Issue #294, opened 2023-11-27
E2e test for s390x should be migrated to GHA


BbolroC:
**Is your feature request related to a problem? Please describe.**
As part of the migration of the CI jobs on Jenkins to GHA, CI jobs for s390x named

- `confidential-containers-operator-main-ubuntu-20.04-s390x-containerd_kata-qemu-PR`
- `confidential-containers-operator-main-ubuntu-20.04-s390x-containerd_kata-qemu-baseline`

should be migrated.

PR #295, opened 2023-11-28
tests/e2e: Migrate e2e test for s390x to GHA

BbolroC:
This PR is to migrate the following e2e tests for s390x in Jenkins to GHA:

- confidential-containers-operator-main-ubuntu-20.04-s390x-containerd_kata-qemu-baseline
- confidential-containers-operator-main-ubuntu-20.04-s390x-containerd_kata-qemu-PR
- confidential-containers-operator-main-ubuntu-20.04-s390x-SE-daily

It will be staying in a `work-in-progress` state and the workflow structure will be changed based on that of `x86_64`. (i.e. a decision could be made when https://github.com/confidential-containers/operator/pull/260 is finalised.)

The workflow itself has been tested several times

- https://github.com/BbolroC/cc-operator/actions/runs/7017907526
- https://github.com/BbolroC/cc-operator/actions/runs/7017396678
- https://github.com/BbolroC/cc-operator/actions/runs/7011926398

The rationale for the `{pre,post}` action in the workflow is as follows:

1. A self-hosted runner for s390x cannot be instantiated and used instantly on request, rather should be ready/running 24/7. It is inevitable to institute a hook for the management over test runs.
2. The management script could be committed to the repo, but it wouldn't be flexible enough to tackle any environmental issues on the runner.

Of course, an introduction of the actions makes it hard to incorporate workflows for different architectures into one via `matrix` because `if:` for the selective run for an architecture (e.g. `if: ${{ matrix.arch == 's390x' }}`) conflicts with `if: always()` which is used for the post action. I look forward to any feedback for those two actions.

There are 2 things which must be prepared before the merge:

1. Registration for a self-hosted runner for s390x
2. Configuration of a secret named `REGISTRY_CREDENTIAL_ENCODED`.

Thanks.

Fixes: #294

### DIFF
--- a/.github/workflows/ccruntime_e2e.yaml
+++ b/.github/workflows/ccruntime_e2e.yaml
@@ -1,8 +1,11 @@
 name: ccruntime e2e tests
 on:
-  pull_request:
-    branches:
-      - main
+  workflow_call:
+    inputs:
+      target-branch:
+        required: false
+        type: string
+        default: ""
 
 permissions:
   contents: read
@@ -13,11 +16,31 @@ jobs:
     strategy:
       fail-fast: false
       matrix:
-        runtimeclass: ["kata-qemu", "kata-clh"]
-        instance: ["az-ubuntu-2004", "az-ubuntu-2204"]
+        runtimeclass:
+          - "kata-qemu"
+          - "kata-clh"
+        instance:
+          - "az-ubuntu-2004"
+          - "az-ubuntu-2204"
+          - "s390x"
+        exclude:
+          - runtimeclass: "kata-clh"
+            instance: "s390x"
     runs-on: ${{ matrix.instance }}
     steps:
+      - name: Take a pre-action for self-hosted runner
+        run: |
+          if [ -f ${HOME}/script/pre_action.sh ]; then
+            ${HOME}/script/pre_action.sh cc-operator
+          fi
+
       - uses: actions/checkout@v4
+
+      - name: Rebase atop of the latest target branch
+        run: |
+          ./tests/git-helper.sh "rebase-atop-of-the-latest-target-branch"
+        env:
+          TARGET_BRANCH: ${{ inputs.target-branch }}
 
       - name: Install deps
         run: |
@@ -29,4 +52,17 @@ jobs:
         run: |
           cd tests/e2e
           export PATH="$PATH:/usr/local/bin"
-          ./run-local.sh -r "${{ matrix.runtimeclass }}" -u
+          args="-u"
+          if [ $RUNNING_INSTANCE = "s390x" ]; then
+            args=""
+          fi
+          ./run-local.sh -r "${{ matrix.runtimeclass }}" "${args}"
+        env:
+          RUNNING_INSTANCE: ${{ matrix.instance }}
+
+      - name: Take a post-action
+        if: always()
+        run: |
+          if [ -f ${HOME}/script/post_action.sh ]; then
+            ${HOME}/script/post_action.sh cc-operator
+          fi
--- a/tests/git-helper.sh
+++ b/tests/git-helper.sh
@@ -1,0 +1,63 @@
+#!/usr/bin/env bash
+#
+# Copyright Confidential Containers Contributors
+#
+# SPDX-License-Identifier: Apache-2.0
+#
+
+set -o errexit
+set -o nounset
+set -o pipefail
+
+function install_jq() {
+	if [ -n "$(command -v apt-get)" ]; then
+		sudo apt-get update
+		sudo apt-get install -y jq
+	elif [ -n "$(command -v yum)" ]; then
+		sudo yum install -y epel-release
+		sudo yum install -y jq
+	else
+		>&2 echo "No supported package manager found"
+		exit 1
+	fi
+}
+
+function configure_github() {
+	if [ ! command -v jq &> /dev/null ]; then
+		echo "jq is not installed, installing it"
+		install_jq
+	fi
+	USERNAME=$(jq -r '.pull_request.user.login' "$GITHUB_EVENT_PATH")
+	EMAIL=$(jq -r '.pull_request.user.email' "$GITHUB_EVENT_PATH")
+	# if the email is null, stuff with a dummy email
+	if [ "${EMAIL}" == "null" ]; then
+		EMAIL="dummy@email.address"
+	fi
+	echo "Adding user name ${USERNAME} and email ${EMAIL} to the local git repo"
+	git config user.name "${USERNAME}"
+	git config user.email "${EMAIL}"
+}
+
+function rebase_atop_of_the_latest_target_branch() {
+	if [ -n "${TARGET_BRANCH}" ]; then
+		configure_github
+		echo "Rebasing atop of the latest ${TARGET_BRANCH}"
+		# Recover from any previous rebase left halfway
+		git rebase --abort 2> /dev/null || true
+		if ! git rebase origin/${TARGET_BRANCH}; then
+			>&2 echo "Rebase failed, exiting"
+			exit 1
+		fi
+	fi
+}
+
+function main() {
+	action="${1:-}"
+
+	case "${action}" in
+	rebase-atop-of-the-latest-target-branch) rebase_atop_of_the_latest_target_branch;;
+	*) >&2 echo "Invalid argument"; exit 2 ;;
+	esac
+}
+
+main "$@"
--- a/.github/workflows/ccruntime-nightly.yaml
+++ b/.github/workflows/ccruntime-nightly.yaml
@@ -1,0 +1,24 @@
+name: ccruntime e2e test nightly
+on:
+  schedule:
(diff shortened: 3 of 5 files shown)


BbolroC:
> Hey @BbolroC, looks good to me. Regarding the pre- and post-action scripts and `if: ${{ matrix.arch == 's390x' }}` vs. `if: always()`: You're already using `runs-on: s390x` and a self-hosted runner for this workflow, so does that not solve the problem?

Hi, thank you for your comment. I'd like to add more information to further clarify the conflict I previously explained:

Let's say we would like to incorporate 2 different architectures by using 2 runners named `x86_64` and `s390x`, respectively.

```yaml
name: Example Workflow

jobs:
  job1:
    matrix:
      os: [x86_64, s390x]
    runs-on: {{ matrix.os }}

    steps:
      - name: Pre Step
        run: echo "Running Pre Step"
        if: {{ matrix.os == 's390x' }}

      - name: Main Step
        run: echo "Running Main Step"

      - name: Post Step
        if: {{ matrix.os == 's390x' }}
        run: echo "Running Post Step"
```

Thinking that the {pre,post} steps are only required for `s390x`, the conditional `if: {{ matrix.os == 's390x' }}` at the post step prevents the step from achieving what `if: always()` did before because it is not 100% true. Consequently, the post step fails to execute when other steps encounter an error.

Upon further consideration, a potential resolution could involve passing a matrix element as an environment variable into a step, like:

```yaml
      - name: Post Step
        if: always()
        run: echo "Dealing with a step selectively based on an environment variable `OS`"
        env:
          OS: {{ matrix.os }}
```

I can confidently state that the introduction of the {pre,post} actions wouldn't pose any issues for incorporating workflows across multiple architectures. Thanks.

.github/workflows/ci-s390x.yaml
```diff
@@ -0,0 +1,36 @@
...
+    runs-on: s390x
+
+    strategy:
+      matrix:
+        runtimeclass: ["kata-qemu"]
+
+    steps:
+      - name: Adjust a permission for repo
+        run: |
+          sudo chown -R $USER:$USER $GITHUB_WORKSPACE
```
wainersm, line 19: hi @BbolroC should this chown call be part of the pre-action too?

wainersm:
@ryansavino could you also jump in this discussion? Essentially @BbolroC, @portersrc and I have figured out ways to have a multi-arch and non-TEE/TEE integrated workflow for running the e2e tests. I do believe that for SEV/SNP you will need to have pre/post actions as well.

.github/workflows/ci-s390x.yaml
BbolroC: Yeah, you are totally right. Thanks for pointing it out. I will update the PR.

FYI: this optimisation will also apply to kata GHA (https://github.com/kata-containers/kata-containers/pull/8649) soon. 😉

BbolroC:
As discussed above, the workflows introduced in this PR are incorporated into the existing x86_64 workflow `ccruntime_e2e.yaml`. So the workflows of interest are triggered not only on PR, but also nightly.

@wainersm @stevenhorsman @fidencio  please take a look at this and give me a feedback. Thanks!

.github/workflows/ccruntime-on-push.yaml
```diff
@@ -0,0 +1,17 @@
+name: ccruntime e2e test on-push
+on:
+  pull_request_target:
```
wainersm, line 3: Changing from `pull_request` to `pull_request_target` will change the behavior of ` actions/checkout@v4`, i.e., it will check out the pull request tree which is not rebased with main. We will need to rebase the check'ed code ourselves to emulate the same behavior of `pull_request`. This is a well-known problem, we can fix it as kata CI and in a follow up PR if you prefer.

.github/workflows/ccruntime-on-push.yaml
```diff
@@ -0,0 +1,17 @@
+name: ccruntime e2e test on-push
```
wainersm, line 1: Nit: not use `on-push` on the workflow name, file and jobs as this workflow is triggered on pull request.

ldoktor (commented):
I think @wainersm said it all, it looks almost ready, just the little naming issue and (if you have time) the `pull_request_target` rebase it should be ready to go.

.github/workflows/ccruntime_e2e.yaml
```diff
@@ -29,4 +41,17 @@ jobs:
         run: |
           cd tests/e2e
           export PATH="$PATH:/usr/local/bin"
-          ./run-local.sh -r "${{ matrix.runtimeclass }}" -u
+          args="-u"
+          if [ $RUNNING_INSTANCE = "s390x" ]; then
+            args=""
```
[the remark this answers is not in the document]
BbolroC: Yes, it was concluded that the option `-u` is not suitable for a self-hosted runner context. The functionality of the option is delegated to the {pre,post}-action.

.github/workflows/ccruntime-on-push.yaml
BbolroC: Yeah, then I will borrow the script and place it in this PR rather than instituting it in the next PR.

.github/workflows/ccruntime-on-push.yaml
BbolroC: Yes, I will rename ones relevant to this comment. Thanks for the comment.

BbolroC:
@wainersm @ldoktor I've updated the PR based on your feedback. Looking forward to the next step. Thanks!

tests/git-helper.sh
```diff
@@ -0,0 +1,63 @@
...
+}
+
+function rebase_atop_of_the_latest_target_branch() {
+	if [ -n "${TARGET_BRANCH}" ]; then
+		configure_github
+		echo "Rebasing atop of the latest ${TARGET_BRANCH}"
+		# Recover from any previous rebase left halfway
+		git rebase --abort 2> /dev/null || true
+		if ! git rebase origin/${TARGET_BRANCH}; then
+			>&2 echo "Rebase failed, exiting"
```
stevenhorsman, line 48: Hey Choi in the kata-containers version there was a different path for self-hosted runner than deleted the workspace directory to avoid merge conflicts impacting runs IIRC - is that needed here too?

stevenhorsman: Great, thanks for the explanation!

stevenhorsman (approved):
LGTM

BbolroC:
Now, we are facing the `pull_request_target` problem. Please help me out!

stevenhorsman:
> Now, we are facing the `pull_request_target` problem (the old checks marked as required are not triggered any more). Please help me out!

Just to confirm, this is just a one off where we need to remove them as required and then after this merge we've have new jobs to make required that superceded them?

BbolroC:
> > Now, we are facing the `pull_request_target` problem (the old checks marked as required are not triggered any more). Please help me out!
> 
> Just to confirm, this is just a one off where we need to remove them as required and then after this merge we've have new jobs to make required that superceded them?

Yes, I think so, unfortunately. If we don't like this approach, let's stop proceeding things and start re-discussing what could be a better way to trigger the tests on the expected github events for a PR in a protective way.

stevenhorsman:
> Yes, I think so, unfortunately. If we don't like this approach, let's stop proceeding things and start re-discussing what could be a better way to trigger the tests on the expected github events for a PR in a protective (resource) way.

I think that makes sense to take the hit now, especially given we are far away from releases. @wainersm are you happy with this?

ldoktor (approved):
Thanks for the changes, what is the problem with the required tests? I remember the discussion but still new to this repo. In different repos when GH CI did not scale we simply tested the PR locally and pushed things via cmdline (where the required conditions are not checked). Worst case we can always revert if the GH runners find the main version broken.

wainersm:
> > Yes, I think so, unfortunately. If we don't like this approach, let's stop proceeding things and start re-discussing what could be a better way to trigger the tests on the expected github events for a PR in a protective (resource) way.
> 
> I think that makes sense to take the hit now, especially given we are far away from releases. @wainersm are you happy with this?

Yes @stevenhorsman , I'm happy with that. 

@BbolroC I added an entry on the agenda of our meeting today to discuss the methods we have used to protect the self-hosted runners.

wainersm:
> Thanks for the changes, what is the problem with the required tests? I remember the discussion but still new to this repo. In different repos when GH CI did not scale we simply tested the PR locally and pushed things via cmdline (where the required conditions are not checked). Worst case we can always revert if the GH runners find the main version broken.

Hi @ldoktor , let me see if I can explain accurately...

This PR change the current jobs so that they are triggered on a different event (`pull_request_target`) and now requires the `ok-to-test` label. If we add the `ok-to-test` label on this PR the new jobs will be triggered but will fail because on a `pull_request_target` it reads the workflows from the target branch (`main`) which doesn't exist until this PR is merged. I.e. it is chicken-and-eggs situation. So we will need to make the current jobs non-required so that we can merge the PR first.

▬▬▬

WHAT IS NEEDED: Scan the data above, please, and give the number of lines where the word "conflicts" occurs, with no further text.

RESPONSE BOX: 2